● **Data section**:
+++

PR #2404, opened 2022-08-14
sim: transfer sdk sim functions

czarcas7ic:

Making this PR to reduce the diff on future simulator work.

As discussed with @ValarDragon, we want to reduce our reliance on sdk simulation parameters/functions to only the ones that are absolutely necessary. This PR removes sdkSimapp from sim_test and replaces it with configs and utils that live within the executor folder.

## Brief Changelog

- Removes sdkSimapp from sim_test.go
  - Implements required flags/functions in executor folder in osmosis simulation

## Testing and Verifying


simulation/executor/util.go
```diff
@@ -28,7 +37,7 @@ func getTestingMode(tb testing.TB) (testingMode bool, t *testing.T, b *testing.B
 //  - "over stuffed" blocks with average size of 2 * avgblocksize,
 //  - normal sized blocks, hitting avgBlocksize on average,
 //  - and empty blocks, with no txs / only txs scheduled from the past.
-func getBlockSize(simCtx *simtypes.SimCtx, params Params, lastBlockSizeState, avgBlockSize int) (state, blockSize int) {
+func getBlockSize(simCtx *osmosim.SimCtx, params Params, lastBlockSizeState, avgBlockSize int) (state, blockSize int) {
```
ValarDragon, line 40: Lets keep this as simtypes and move the new code to its own file

simulation/executor/config.go
```diff
@@ -0,0 +1,83 @@
+package simulation
```
ValarDragon, line 1: I'd rec, lets move the other copied functions into this file, and call it `legacyconfig.go`, as a note to ourselves to come back and better abstract later

ValarDragon (approved):
Awesome!

simulation/executor/util.go
czarcas7ic: I think a prematurely opened this PR as I made quite a few more changes in which I reference SimCtx via osmosim instead of through sdk simulator. If it is okay with you I will make one more large commit, and from there could you let me know if this point still stands?

simulation/executor/types.go
```diff
@@ -0,0 +1,175 @@
+package simulation
```
czarcas7ic, line 1: unsure how you feel about bringing this into osmosis @ValarDragon . I felt like it would potentially be helpful to have direct control over the OperationMsg struct specifically

czarcas7ic:
These additional changes may not be welcome / might be going in the wrong direction with it. I went down this long rabbit hole of types that are strung together between the sdk and osmosis in terms of the simulator (was really just trying to bring a couple things over when I was working on the SQL stuff and they got here lol)

czarcas7ic:
Okay, reverted the unnecessary changes! Will let it sit here for just a bit in case anyone else wants to give it some eyes. Otherwise will merge when my database PR is ready 😄

simulation/executor/init_functions.go
```diff
@@ -1,4 +1,4 @@
-package simtypes
```
ValarDragon, line 1: Why did we move this file?

Recommend not moving it, since these are type definitions

simulation/executor/types.go
```diff
@@ -0,0 +1,17 @@
...
+	simtypes "github.com/cosmos/cosmos-sdk/types/simulation"
+)
+
+// AppStateFn returns the app state json bytes and the genesis accounts
+type AppStateFn func(r *rand.Rand, accs []simtypes.Account, config Config) (
+	appState json.RawMessage, accounts []simtypes.Account, chainId string, genesisTimestamp time.Time,
+)
+
+// RandomAccountFn returns a slice of n random simulation accounts
+type RandomAccountFn func(r *rand.Rand, n int) []simtypes.Account
```
ValarDragon, line 17: I'm confused why were adding these types?

AppStateFn is a leagcy type, that new things shouldn't be using. We just have references to it, for the legacy actions / genesis handling

czarcas7ic: Without calling these from osmosis, we are forced to call them from simulation (sdk side) which uses a simulation.Config type rather than a Config type. We want to use our local definition of Config since this is what holds all the flags etc. Please lmk if I am misunderstanding

simulation/executor/init_functions.go
czarcas7ic: In conjunction with the comment below, if we want to use our local definition of Config, we need to use our local definition of both RandomAccountFn and AppStateFn. Because executor folder imports simtypes, we cant have simtypes import executor (as far as I have learned) due to a cyclical import error. This is why I moved this file to executor so I can still call our local implementation of both RandomAccountFn and AppStateFn. If the below comment I made about Config is moot then this can easily be switched back.

simulation/executor/types.go
ValarDragon: hrmm, not sure I understand still, but this isn't a big deal / we can just change it later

+++

● **Problem details**: Everything in the listing should be written out exactly.

● **Worked solution**:
PR #2404, opened 2022-08-14
sim: transfer sdk sim functions

czarcas7ic:

Making this PR to reduce the diff on future simulator work.

As discussed with @ValarDragon, we want to reduce our reliance on sdk simulation parameters/functions to only the ones that are absolutely necessary. This PR removes sdkSimapp from sim_test and replaces it with configs and utils that live within the executor folder.

## Brief Changelog

- Removes sdkSimapp from sim_test.go
  - Implements required flags/functions in executor folder in osmosis simulation

## Testing and Verifying


simulation/executor/util.go
```diff
@@ -28,7 +37,7 @@ func getTestingMode(tb testing.TB) (testingMode bool, t *testing.T, b *testing.B
 //  - "over stuffed" blocks with average size of 2 * avgblocksize,
 //  - normal sized blocks, hitting avgBlocksize on average,
 //  - and empty blocks, with no txs / only txs scheduled from the past.
-func getBlockSize(simCtx *simtypes.SimCtx, params Params, lastBlockSizeState, avgBlockSize int) (state, blockSize int) {
+func getBlockSize(simCtx *osmosim.SimCtx, params Params, lastBlockSizeState, avgBlockSize int) (state, blockSize int) {
```
ValarDragon, line 40: Lets keep this as simtypes and move the new code to its own file

simulation/executor/config.go
```diff
@@ -0,0 +1,83 @@
+package simulation
```
ValarDragon, line 1: I'd rec, lets move the other copied functions into this file, and call it `legacyconfig.go`, as a note to ourselves to come back and better abstract later

ValarDragon (approved):
Awesome!

simulation/executor/util.go
czarcas7ic: I think a prematurely opened this PR as I made quite a few more changes in which I reference SimCtx via osmosim instead of through sdk simulator. If it is okay with you I will make one more large commit, and from there could you let me know if this point still stands?

simulation/executor/types.go
```diff
@@ -0,0 +1,175 @@
+package simulation
```
czarcas7ic, line 1: unsure how you feel about bringing this into osmosis @ValarDragon . I felt like it would potentially be helpful to have direct control over the OperationMsg struct specifically

czarcas7ic:
These additional changes may not be welcome / might be going in the wrong direction with it. I went down this long rabbit hole of types that are strung together between the sdk and osmosis in terms of the simulator (was really just trying to bring a couple things over when I was working on the SQL stuff and they got here lol)

czarcas7ic:
Okay, reverted the unnecessary changes! Will let it sit here for just a bit in case anyone else wants to give it some eyes. Otherwise will merge when my database PR is ready 😄

simulation/executor/init_functions.go
```diff
@@ -1,4 +1,4 @@
-package simtypes
```
ValarDragon, line 1: Why did we move this file?

Recommend not moving it, since these are type definitions

simulation/executor/types.go
```diff
@@ -0,0 +1,17 @@
...
+	simtypes "github.com/cosmos/cosmos-sdk/types/simulation"
+)
+
+// AppStateFn returns the app state json bytes and the genesis accounts
+type AppStateFn func(r *rand.Rand, accs []simtypes.Account, config Config) (
+	appState json.RawMessage, accounts []simtypes.Account, chainId string, genesisTimestamp time.Time,
+)
+
+// RandomAccountFn returns a slice of n random simulation accounts
+type RandomAccountFn func(r *rand.Rand, n int) []simtypes.Account
```
ValarDragon, line 17: I'm confused why were adding these types?

AppStateFn is a leagcy type, that new things shouldn't be using. We just have references to it, for the legacy actions / genesis handling

czarcas7ic: Without calling these from osmosis, we are forced to call them from simulation (sdk side) which uses a simulation.Config type rather than a Config type. We want to use our local definition of Config since this is what holds all the flags etc. Please lmk if I am misunderstanding

simulation/executor/init_functions.go
czarcas7ic: In conjunction with the comment below, if we want to use our local definition of Config, we need to use our local definition of both RandomAccountFn and AppStateFn. Because executor folder imports simtypes, we cant have simtypes import executor (as far as I have learned) due to a cyclical import error. This is why I moved this file to executor so I can still call our local implementation of both RandomAccountFn and AppStateFn. If the below comment I made about Config is moot then this can easily be switched back.

simulation/executor/types.go
ValarDragon: hrmm, not sure I understand still, but this isn't a big deal / we can just change it later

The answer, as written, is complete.